Ich kann mich munter ärgern über Fehler, die andere in ihrer Arbeit machen (über meine eigenen übrigens genauso sehr). Ich rücke Dinge wie Einfluss, Anerkennung, Geld in einen Fokus meines Denkens und Handelns, der ihnen – theologisch gesprochen (und eigentlich sehe ich das ja natürlich auch so, wenn man mich fragt) – nicht zusteht. Ich verwechsle immer wieder die Bedeutung des Vorletzten – also dessen, was in unserer Welt, in unserer Gesellschaft, in unserem persönlichen Leben von Bedeutung ist – mit dem Letzten, dem Reich Gottes.

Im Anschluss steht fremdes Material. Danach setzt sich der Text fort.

PR #23, opened 2019-09-17
Add signup_client utility class

sbryzak:
Fixes:

- https://jira.coreos.com/browse/CRT-225
- https://jira.coreos.com/browse/CRT-245

This pull request introduces a utility class that handles the creation of the UserSignup resource. 
 It converts the user's username to a valid resource name (DNS-1123 compliant), and uses the Kubernetes client library to interact with the host cluster.


go.mod
```diff
@@ -30,10 +30,11 @@ require (
 	golang.org/x/tools v0.0.0-20190909030654-5b82db07426d // indirect
 	google.golang.org/appengine v1.6.1 // indirect
 	gopkg.in/check.v1 v1.0.0-20190902080502-41f04d3bba15 // indirect
-	gopkg.in/inf.v0 v0.9.1 // indirect
 	k8s.io/api v0.0.0-20190820101039-d651a1528133 // indirect
 	k8s.io/apimachinery v0.0.0-20190823012420-8ca64af22337 // indirect
-	k8s.io/client-go v0.0.0-20190620085101-78d2af792bab
+	k8s.io/client-go v0.0.0-20190819141724-e14f31a72a77
```
alexeykazakov: The new client set API in client-go looks very nice. But let’s make sure it’s available in OpenShift 4.2.
OpenShift 4.2 will be based on Kubernetes 1.14. See the corresponding client-go version - https://github.com/kubernetes/client-go/tree/kubernetes-1.14.6 (sha: 7e43eff).

We will need to pin all our kube dependencies to 1.14 version for now. It may break our minishift compatibility though.

tinakurian:
> there is no `class` in Go ;)

Reading through go doc i think sort of insists that the concept of what a class is still exists within go. It just doesn't quite look the _exact_ same as in other languages. See here: http://www.golangpatterns.info/object-oriented/classes and even go doc uses Structs and Classes _somewhat_ interchangeably https://golang.org/doc/faq#Is_Go_an_object-oriented_language. I think this makes sense when we are talking about OO languages - a class is really just a blueprint.

xcoulon:
> > there is no `class` in Go ;)
> 
> @xcoulon I've read some really interesting blogs and go doc articles that help make this more clear. Reading through go doc i think sort of insists that the concept of what a class is still exists within go. It just doesn't quite look the _exact_ same as in other languages. See here: http://www.golangpatterns.info/object-oriented/classes and even go doc uses Structs and Classes _somewhat_ interchangeably https://golang.org/doc/faq#Is_Go_an_object-oriented_language. I think this makes sense when we are talking about OO languages - a class is really just a blueprint.

My apologies, I did not mean to be pedantic here. I thought that correct term in Go was `type`/`struct` instead of `classes`, that's all ;)

tinakurian:
> > > there is no `class` in Go ;)
> > 
> > 
> > @xcoulon I've read some really interesting blogs and go doc articles that help make this more clear. Reading through go doc i think sort of insists that the concept of what a class is still exists within go. It just doesn't quite look the _exact_ same as in other languages. See here: http://www.golangpatterns.info/object-oriented/classes and even go doc uses Structs and Classes _somewhat_ interchangeably https://golang.org/doc/faq#Is_Go_an_object-oriented_language. I think this makes sense when we are talking about OO languages - a class is really just a blueprint.
> 
> My apologies, I did not mean to be pedantic here. I thought that correct term in Go was `type`/`struct` instead of `classes`, that's all ;)

hmmm? noooo don't apologize! i was just sharing something interesting about the class idea. just seems weird to me the interchanging use. wasn't trying to say you were being pedantic!!

xcoulon:
> > > > there is no `class` in Go ;)
> > > 
> > > 
> > > @xcoulon I've read some really interesting blogs and go doc articles that help make this more clear. Reading through go doc i think sort of insists that the concept of what a class is still exists within go. It just doesn't quite look the _exact_ same as in other languages. See here: http://www.golangpatterns.info/object-oriented/classes and even go doc uses Structs and Classes _somewhat_ interchangeably https://golang.org/doc/faq#Is_Go_an_object-oriented_language. I think this makes sense when we are talking about OO languages - a class is really just a blueprint.
> > 
> > 
> > My apologies, I did not mean to be pedantic here. I thought that correct term in Go was `type`/`struct` instead of `classes`, that's all ;)
> 
> hmmm? noooo don't apologize! i was just sharing something interesting about the class idea. just seems weird to me the interchanging use. wasn't trying to say you were being pedantic!!

ok ;)

pkg/signup/signup_client.go
```diff
@@ -0,0 +1,111 @@
...
+	//v1 "k8s.io/apimachinery/pkg/apis/meta/v1"
+)
+
+const (
+	USER_SIGNUP_RESOURCE_NAME = "usersignups"
+)
+
+func NewUserSignupClient(cfg *rest.Config) (*UserSignupV1Alpha1Client, error) {
+	scheme := runtime.NewScheme()
+	crtapi.SchemeBuilder.AddToScheme(scheme)
```
golangcibot: Error return value of `crtapi.SchemeBuilder.AddToScheme` is not checked (from `errcheck`)

test/fake/signup_client.go
```diff
@@ -0,0 +1,124 @@
...
+
+type FakeUserSignupClient struct {
+	Tracker   testing.ObjectTracker
+	Scheme    *runtime.Scheme
+	namespace string
+}
+
+func NewFakeUserSignupClient(namespace string, initObjs ...runtime.Object) *FakeUserSignupClient {
+	clientScheme := runtime.NewScheme()
+	crtapi.SchemeBuilder.AddToScheme(clientScheme)
```
golangcibot: Error return value of `crtapi.SchemeBuilder.AddToScheme` is not checked (from `errcheck`)

pkg/signup/signup_client.go
```diff
@@ -0,0 +1,99 @@
...
+	ClientSet *kubernetes.Clientset
+}
+
+func NewSignupClient() (*signupClient, error) {
+	config, err := rest.InClusterConfig()
+	if err != nil {
+		return nil, err
+	}
+
+	clientset, err := kubernetes.NewForConfig(config)
```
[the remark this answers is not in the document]
tinakurian: @sbryzak i think it just moved a little: https://github.com/codeready-toolchain/registration-service/pull/23/files#diff-9033005564475e0bb99f8773d4829417R31

i think this should be the job the client - unless you think otherwise? i was thinking the client could encapsulate all this specific code for getting a client. but if you want, we can remove the client and do it differently.

sbryzak:
I can still improve coverage slightly, however there are some new bits that can only be tested in e2e tests.

alexeykazakov:
We definitely can't test everything in Unit tests but I believe we can improve the coverage for sure :)

pkg/signup/signup_service.go
```diff
@@ -0,0 +1,93 @@
...
+	created, err := c.Client.Create(userSignup)
+	if err != nil {
+		return nil, err
+	}
+
+	return created, nil
+}
+
+func (c *SignupServiceImpl) transformAndValidateUserName(username string) (string, error) {
+	replaced := strings.ReplaceAll(strings.ReplaceAll(username, "@", "-at-"), ".", "-")
```
alexeykazakov: We have to add something which will prevent creating multiple usersignups for the same user before we integrate this with the Signup controller. Otherwise it will break our signup/login flow right away.
If you prefer to address it in a separate PR then we need to do the following:

- Add two more subtasks to the signup story:
  1) Prevent creating multiple usersignups
  2) Integrate the client with the signup endpoint/controller

`i.` can't be done before `ii.`

pkg/signup/signup_client.go
```diff
@@ -0,0 +1,114 @@
...
+	crtapi "github.com/codeready-toolchain/api/pkg/apis/toolchain/v1alpha1"
+	"k8s.io/apimachinery/pkg/runtime"
+	"k8s.io/apimachinery/pkg/runtime/serializer"
+	"k8s.io/client-go/rest"
+	// See note below
+	//v1 "k8s.io/apimachinery/pkg/apis/meta/v1"
+)
+
+const (
+	USER_SIGNUP_RESOURCE_NAME = "usersignups"
```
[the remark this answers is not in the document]
sbryzak: Good change, implemented.

go.mod
```diff
@@ -31,11 +32,24 @@ require (
...
-	k8s.io/client-go v0.0.0-20190620085101-78d2af792bab
-	k8s.io/kube-openapi v0.0.0-20190816220812-743ec37842bf // indirect
+	k8s.io/apimachinery v0.0.0-20190607205628-5fbcd19f360b
+	k8s.io/client-go v11.0.0+incompatible
 	k8s.io/utils v0.0.0-20190809000727-6c36bc71fc4a // indirect
+	sigs.k8s.io/controller-runtime v0.1.12
+	sigs.k8s.io/yaml v1.1.0 // indirect
+)
+
+replace (
```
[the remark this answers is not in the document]
sbryzak: Done.

pkg/signup/signup_client.go
```diff
@@ -0,0 +1,114 @@
...
+	if err != nil {
+		return nil, err
+	}
+
+	return &UserSignupV1Alpha1Client{
+		restClient: client,
+	}, nil
+}
+
+type UserSignupV1Alpha1Client struct {
```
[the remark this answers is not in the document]
sbryzak: I followed the pattern as recommended by [this article](https://medium.com/velotio-perspectives/extending-kubernetes-apis-with-custom-resource-definitions-crds-139c99ed3477).  I believe it benefits us with some future-proofing as the actual client implementation is tied to the CRD version.

I'm not sure we can easily introduce a generic client.. this one is specific to `UserSignup`, from the function parameters to its return types.  How do you think a generic client would look?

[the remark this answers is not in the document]
alexeykazakov: While the article you mention is about something else I think I got the idea behind the versioning in the client names. It could help when we need to support multiple API versions during operator API updates.

So, I'm OK to keep it as is.

About the generic client... Yeah.. it's probably too tricky/not worth doing. But at least maybe we could create some helper function to create a rest client for the scheme and GV and reuse it in the MUR and UserSignup clients: 

```
func RestClient(cfg *rest.Config, gv schema.GroupVersion, scheme *runtime.Scheme) (rest.Interface, error) {
	config := *cfg
	config.GroupVersion = &gv
	config.APIPath = "/apis"
	config.ContentType = runtime.ContentTypeJSON
	config.NegotiatedSerializer = serializer.DirectCodecFactory{CodecFactory: serializer.NewCodecFactory(scheme)}
	config.UserAgent = rest.DefaultKubernetesUserAgent()

	client, err := rest.RESTClientFor(&config)
	if err != nil {
		return nil, err
	}

	return client, nil
}
```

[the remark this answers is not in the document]
alexeykazakov: Or with some generic client:

```
import (
	crtapi "github.com/codeready-toolchain/api/pkg/apis/toolchain/v1alpha1"

	"k8s.io/apimachinery/pkg/runtime"
	"k8s.io/apimachinery/pkg/runtime/serializer"
	"k8s.io/client-go/rest"
)

func NewV1Alpha1Client(cfg *rest.Config, namespace string, registerObjects ...runtime.Object) (*V1Alpha1Client, error) {
	scheme := runtime.NewScheme()
	err := crtapi.SchemeBuilder.AddToScheme(scheme)
	if err != nil {
		return nil, err
	}
	crtapi.SchemeBuilder.Register(registerObjects...)

	config := *cfg
	config.GroupVersion = &crtapi.SchemeGroupVersion
	config.APIPath = "/apis"
	config.ContentType = runtime.ContentTypeJSON
	config.NegotiatedSerializer = serializer.DirectCodecFactory{CodecFactory: serializer.NewCodecFactory(scheme)}
	config.UserAgent = rest.DefaultKubernetesUserAgent()

	client, err := rest.RESTClientFor(&config)
	if err != nil {
		return nil, err
	}

	return &V1Alpha1Client{
		restClient: client,
		ns:         namespace,
	}, nil
}

type V1Alpha1Client struct {
	restClient rest.Interface
	ns         string
}
```

Then UserSignup client impl:

```
const (
	userSignupResourcePlural = "usersignups"
)

func NewUserSignupV1Alpha1Client(cfg *rest.Config, namespace string) (*UserSignupV1Alpha1Client, error) {
	client, err := NewV1Alpha1Client(cfg, namespace, &crtapi.UserSignup{}, &crtapi.UserSignupList{})
	if err != nil {
		return nil, err
	}

	return &UserSignupV1Alpha1Client{client}, nil
}

type UserSignupV1Alpha1Client struct {
	*V1Alpha1Client
}

func (c *UserSignupV1Alpha1Client) Get(name string) (*crtapi.UserSignup, error) {
	result := &crtapi.UserSignup{}
	err := c.restClient.Get().
		Namespace(c.ns).
		Resource(userSignupResourcePlural).
		Name(name).
		Do().
		Into(result)
	return result, err
}

func (c *UserSignupV1Alpha1Client) Create(obj *crtapi.UserSignup) (*crtapi.UserSignup, error) {
	result := &crtapi.UserSignup{}
	err := c.V1Alpha1Client.restClient.Post().
		Namespace(c.ns).
		Resource(userSignupResourcePlural).
		Body(obj).
		Do().
		Into(result)
	return result, err
}
```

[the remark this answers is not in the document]
alexeykazakov: And usage would be:

```
client, err := signup.NewUserSignupV1Alpha1Client(config, namespace)`
userSignUp, err := client.Get(name)
```
Or even `signup.NewV1Alpha1Client(config, namespace)` instead of `signup.NewUserSignupV1Alpha1Client(config, namespace)`.

WDYT?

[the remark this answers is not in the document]
sbryzak: Resolving this as we discussed offline

pkg/signup/signup_client.go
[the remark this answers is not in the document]
sbryzak: @tinakurian I discussed the client with Alexey today and we decided on a slight refactor to bring it more inline with the kubernetes API.

pkg/signup/signup_service.go
sbryzak: Two new issues created in JIRA:

- https://jira.coreos.com/browse/CRT-271

- https://jira.coreos.com/browse/CRT-272

alexeykazakov: Both CRT-271 and CRT-272 are about the same problem, aren't they?

So, it's all about:
> Prevent creating multiple usersignups

But what about a JIRA for:
> Integrate the client with the signup endpoint/controller

test/fake/signup_client.go
```diff
@@ -0,0 +1,128 @@
+package fake
+
+import (
+	"encoding/json"
```
tinakurian: can we organize these imports? 

i installed https://godoc.org/golang.org/x/tools/cmd/goimports - it works okay, does basic organization. also removes unused imports which is kind of nice...

pkg/signup/signup_service_test.go
```diff
@@ -0,0 +1,107 @@
+package signup_test
+
+import (
+	"context"
```
tinakurian: can we organize these imports?

i installed https://godoc.org/golang.org/x/tools/cmd/goimports - it works okay, does basic organization. also removes unused imports which is kind of nice...

pkg/signup/signup_service_test.go
```diff
@@ -0,0 +1,107 @@
...
+}
+
+func (s *TestSignupServiceSuite) TestNewSignupService() {
+	// Simply test creation of the service, which should fail as the kubernetes env variables are not set
+	_, err := signup.NewSignupService(configuration.CreateEmptyRegistry())
+	require.Error(s.T(), err)
+}
+
+func (s *TestSignupServiceSuite) TestCreateUserSignup() {
+	svc, fake := newSignupServiceWithFakeClient()
```
tinakurian: we should probably try to use given/when/then to keep this consistent with the other repositories. we didn't do this in our other tests :-( guess i'll open a PR to add that tmrw if we decide we should add it here..

pkg/kubeclient/client.go
```diff
@@ -1,39 +1,67 @@
...
+
+	"k8s.io/apimachinery/pkg/runtime"
+	"k8s.io/apimachinery/pkg/runtime/serializer"
 	"k8s.io/client-go/rest"
 )
 
-type KubeClient struct {
-	CoreClient kubernetes.Interface
-}
+func NewCRTV1Alpha1Client(cfg *rest.Config, namespace string) (*CRTV1Alpha1Client, error) {
```
tinakurian: could we add some documentation to our public apis?

pkg/kubeclient/mur.go
```diff
@@ -0,0 +1,28 @@
...
+
+type masterUserRecordClient struct {
+	crtClient
+}
+
+type MasterUserRecordInterface interface {
+	Get(name string) (*crtapi.MasterUserRecord, error)
+}
+
+func (c *masterUserRecordClient) Get(name string) (*crtapi.MasterUserRecord, error) {
```
tinakurian: could we add some documentation to our public apis?

pkg/kubeclient/signup.go
```diff
@@ -0,0 +1,40 @@
...
+type userSignupClient struct {
+	crtClient
+}
+
+type UserSignupInterface interface {
+	Get(name string) (*crtapi.UserSignup, error)
+	Create(obj *crtapi.UserSignup) (*crtapi.UserSignup, error)
+}
+
+func (c *userSignupClient) Get(name string) (*crtapi.UserSignup, error) {
```
tinakurian: could we add some documentation to our public apis?

pkg/kubeclient/signup.go
```diff
@@ -0,0 +1,40 @@
...
+	err := c.client.Get().
+		Namespace(c.ns).
+		Resource(userSignupResourcePlural).
+		Name(name).
+		Do().
+		Into(result)
+	return result, err
+}
+
+func (c *userSignupClient) Create(obj *crtapi.UserSignup) (*crtapi.UserSignup, error) {
```
tinakurian: could we add some documentation to our public apis?

pkg/signup/signup_service.go
```diff
@@ -0,0 +1,103 @@
...
+type SignupService interface {
+	CreateUserSignup(ctx context.Context, username, userID string) (*crtapi.UserSignup, error)
+}
+
+type SignupServiceImpl struct {
+	Namespace string
+	Client    *kubeclient.CRTV1Alpha1Client
+}
+
+func NewSignupService(cfg SignupServiceConfiguration) (SignupService, error) {
```
tinakurian: could we add some documentation to our public apis?

pkg/signup/signup_service.go
```diff
@@ -0,0 +1,103 @@
...
+		return nil, err
+	}
+
+	return &SignupServiceImpl{
+		Namespace: cfg.GetNamespace(),
+		Client:    client,
+	}, nil
+}
+
+func (c *SignupServiceImpl) CreateUserSignup(ctx context.Context, username, userID string) (*crtapi.UserSignup, error) {
```
tinakurian: could we add some documentation to our public apis?

pkg/kubeclient/client.go
```diff
@@ -1,39 +1,67 @@
...
-func getKubeConfig(parameters []string) rest.Config {
-	host := parameters[0] + "://" + parameters[1] + ":" + parameters[2]
-	bearerToken := parameters[3]
+type CRTV1Alpha1Client struct {
+	RestClient rest.Interface
+	NS         string
+}
 
-	return getOpenshiftAPIConfig(host, bearerToken)
+func (c *CRTV1Alpha1Client) UserSignups() UserSignupInterface {
```
tinakurian: could we add some documentation to our public apis?

pkg/kubeclient/client.go
```diff
@@ -1,39 +1,67 @@
...
+	}
 }
 
-func getOpenshiftAPIConfig(host string, bearerToken string) rest.Config {
-	return rest.Config{
-		Host:        host,
-		BearerToken: bearerToken,
-		TLSClientConfig: rest.TLSClientConfig{
-			Insecure: false,
+func (c *CRTV1Alpha1Client) MasterUserRecords() MasterUserRecordInterface {
```
tinakurian: could we add some documentation to our public apis?

pkg/signup/signup_service.go
sbryzak: Wouldn't that already be covered by https://jira.coreos.com/browse/CRT-246 ?

alexeykazakov: > Wouldn't that already be covered by https://jira.coreos.com/browse/CRT-246 ?

I don't know :) There is no any details in that JIRA. This PR doesn't include the `POST /signup` controller. This PR introduces the service which is supposed to be used by `POST /signup`. If this integration between `POST /signup` and the UserSignup service from this PR is supposed to be covered in CRT-246 then fine.

pkg/kubeclient/client.go
sbryzak: Done

pkg/signup/signup_service_test.go
sbryzak: I'm not a fan of this convention, it doesn't always fit in when a test is modelling complex workflows, so I'd prefer not to make it universally enforcable.

pkg/kubeclient/signup.go
sbryzak: Done

pkg/signup/signup_service.go
sbryzak: Done

pkg/signup/signup_service.go
sbryzak: Done

pkg/kubeclient/client.go
sbryzak: Done

pkg/kubeclient/client.go
sbryzak: Done

pkg/kubeclient/signup.go
sbryzak: Done

pkg/kubeclient/mur.go
sbryzak: Done

pkg/signup/signup_service_test.go
sbryzak: Neat tool, thanks for pointing it out :)  I've installed it into my GoLand environment so it now happens automatically when I save each file.

test/fake/signup_client.go
sbryzak: Done

pkg/signup/signup_service.go
sbryzak: The business logic for the signup controller's `PostHandler()` function will be handled in part by CRT-245.  There is also the matter of extracting the required claims from the user's access token, which I thought there was supposed to be a subtask for but I can't see it now. I'll follow up on this with Michael.

michaelkleinhenz: Extracting the claims we need is done. But we do need some glue between the existing reg service code and Shane's stuff. This also includes the async management and user "wait" page.

pkg/signup/signup_service.go
```diff
@@ -0,0 +1,105 @@
...
+}
+
+type SignupServiceImpl struct {
+	Namespace   string
+	UserSignups kubeclient.UserSignupInterface
+}
+
+// NewSignupService creates a service object for performing user signup-related activities
+func NewSignupService(cfg SignupServiceConfiguration) (SignupService, error) {
+	k8sConfig, err := rest.InClusterConfig()
```
alexeykazakov: If we need to introduce more services which will talk to kube api server we will need to move this configuration initialization to main.go to avoid initializing it multiple times.
But it's OK to keep it here for now. Just something to keep in mind :)

pkg/signup/signup_service.go
```diff
@@ -0,0 +1,105 @@
...
+
+type SignupServiceConfiguration interface {
+	GetNamespace() string
+}
+
+type SignupService interface {
+	CreateUserSignup(ctx context.Context, username, userID string) (*crtapi.UserSignup, error)
+}
+
+type SignupServiceImpl struct {
```
alexeykazakov: I know that previously (in fabric8) we followed that convention: 
Interfaces: `type SomeName interface {}`
Implementations: `type SomeNameImpl struct {}`

But looking at kubernetes I noticed that they follow a different convention:
Interfaces: `type SomeNameInterface interface {}`
Implementations: `type SomeName struct {}`

We followed that kube convention in our kube client too (`UserSignup` and `UserSignupInterface` for example).

I would stick with the kube one.

test/fake/signup_client.go
```diff
@@ -0,0 +1,112 @@
...
+	Scheme    *runtime.Scheme
+	namespace string
+}
+
+func NewFakeUserSignupClient(namespace string, initObjs ...runtime.Object) *FakeUserSignupClient {
+	clientScheme := runtime.NewScheme()
+	err := crtapi.SchemeBuilder.AddToScheme(clientScheme)
+	if err != nil {
+		log.Error(err, "Error adding to scheme")
+		os.Exit(1)
```
alexeykazakov: Don't exit. Let's panic (at most) if we can't do anything better.

test/fake/signup_client.go
```diff
@@ -0,0 +1,112 @@
...
+	}
+	crtapi.SchemeBuilder.Register(&crtapi.UserSignup{}, &crtapi.UserSignupList{})
+
+	tracker := testing.NewObjectTracker(clientScheme, scheme.Codecs.UniversalDecoder())
+	for _, obj := range initObjs {
+		err := tracker.Add(obj)
+		if err != nil {
+			log.Error(err, "failed to add object to fake user signup client", "object", obj)
+			os.Exit(1)
```
alexeykazakov: Same here.

pkg/signup/signup_service.go
sbryzak: @michaelkleinhenz let's include this glue code as part of CRT-246.

pkg/kubeclient/client.go
```diff
@@ -1,39 +1,70 @@
...
 
-	return kc
+	return &CRTV1Alpha1Client{
+		RestClient: client,
+		NS:         namespace,
+	}, nil
+}
+
+func getRegisterObject() []runtime.Object {
+	return []runtime.Object{&crtapi.UserSignup{}, &crtapi.UserSignupList{}}
```
alexeykazakov:
```suggestion
	return []runtime.Object{&crtapi.UserSignup{}, &crtapi.UserSignupList{}, &crtapi.MasterUserRecord{}, &crtapi.MasterUserRecordList{}}
```

test/fake/masteruserrecord_client.go
```diff
@@ -0,0 +1,111 @@
...
+		os.Exit(1)
+	}
+	crtapi.SchemeBuilder.Register(&crtapi.MasterUserRecord{}, &crtapi.MasterUserRecordList{})
+
+	tracker := testing.NewObjectTracker(clientScheme, scheme.Codecs.UniversalDecoder())
+	for _, obj := range initObjs {
+		err := tracker.Add(obj)
+		if err != nil {
+			log.Error(err, "failed to add object to fake user signup client", "object", obj)
+			panic("could not add object to tracker")
```
alexeykazakov: Let's maybe add the original error message too?
```suggestion
			panic("could not add object to tracker: " + err.Error())
```

test/fake/signup_client.go
```diff
@@ -0,0 +1,111 @@
...
+	Scheme    *runtime.Scheme
+	namespace string
+}
+
+func NewFakeUserSignupClient(namespace string, initObjs ...runtime.Object) *FakeUserSignupClient {
+	clientScheme := runtime.NewScheme()
+	err := crtapi.SchemeBuilder.AddToScheme(clientScheme)
+	if err != nil {
+		log.Error(err, "Error adding to scheme")
+		os.Exit(1)
```
alexeykazakov:
```suggestion
		panic("could not add to scheme: " + err.Error())
```

pkg/signup/signup_service_test.go
```diff
@@ -99,6 +100,32 @@ func (s *TestSignupServiceSuite) TestUserSignupInvalidName() {
...
+	fake.MockGet = func(string) (*v1alpha1.UserSignup, error) {
+		return nil, errors.New("an error occurred")
+	}
+
+	userID, err := uuid.NewV4()
+	require.NoError(s.T(), err)
+
+	_, err = svc.CreateUserSignup(context.Background(), "hank.smith@redhat.com", userID.String())
+	require.Error(s.T(), err)
```
alexeykazakov: Let’s check the error message too so we know that we got the expected error and not something else.

pkg/signup/signup_service_test.go
```diff
@@ -99,6 +100,32 @@ func (s *TestSignupServiceSuite) TestUserSignupInvalidName() {
...
+	svc, fake := newSignupServiceWithFakeClient()
+	fake.MockCreate = func(*v1alpha1.UserSignup) (*v1alpha1.UserSignup, error) {
+		return nil, errors.New("an error occurred")
+	}
+
+	userID, err := uuid.NewV4()
+	require.NoError(s.T(), err)
+
+	_, err = svc.CreateUserSignup(context.Background(), "jack.smith@redhat.com", userID.String())
+	require.Error(s.T(), err)
```
alexeykazakov: Here too.

pkg/signup/signup_service_test.go
```diff
@@ -0,0 +1,160 @@
...
+	userID, err := uuid.NewV4()
+	require.NoError(s.T(), err)
+
+	_, err = svc.CreateUserSignup(context.Background(), "john#gmail.com", userID.String())
+	require.Error(s.T(), err)
+}
+
+func (s *TestSignupServiceSuite) TestUserSignupNameExists() {
+	svc, fake := newSignupServiceWithFakeClient()
+	fake.Tracker.Add(&v1alpha1.UserSignup{
```
golangcibot: Error return value of `fake.Tracker.Add` is not checked (from `errcheck`)

test/fake/masteruserrecord_client.go
sbryzak: Done

test/fake/signup_client.go
sbryzak: Done

pkg/signup/signup_service_test.go
sbryzak: Compared the error returned from the service with the one returned by the mock get function.

test/fake/signup_client.go
sbryzak: Fixed

test/fake/signup_client.go
sbryzak: Fixed

pkg/signup/signup_service_test.go
sbryzak: Error now checked.

pkg/signup/signup_service.go
sbryzak: I know that I agreed it was better to be consistent with naming, but having thought about this some more I don't think it's necessarily better to conform to the Kubernetes naming standard for things that are actually outside of the Kubernetes framework.  So for the actual kube clients that we have created, I agree that they should conform to Kubernetes naming standards, however  `SignupService` is not a Kubernetes object, it's a service within our registration web app; while it talks to Kubernetes, it itself is designed as a standalone, "traditional" web application and as I mentioned previously I have more of an academic objection to the Kubernetes naming convention which I would rather not propagate further than we need to.

alexeykazakov: OKey :)

sbryzak:
I was able to add a basic test to cover the kubeclient constructor, however I after spending a couple of hours on it I didn't have any success with the fake `RESTClient` provided by `client-go`.  I may revisit this at the same time that we look at the e2e tests, if it still seems like these tests have value.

Ja, ich brauche immer wieder diese paulinische Mahnung, ich brauche immer wieder dieses Bild, das er mir vor Augen malt: Schau auf Dein Ziel, schau nicht auf anderes, lass Dich nicht ablenken – von anderen nicht und von Dir selber nicht, und dann lauf los.
Und vielleicht bin ich ja nicht der einzige, dem das so geht...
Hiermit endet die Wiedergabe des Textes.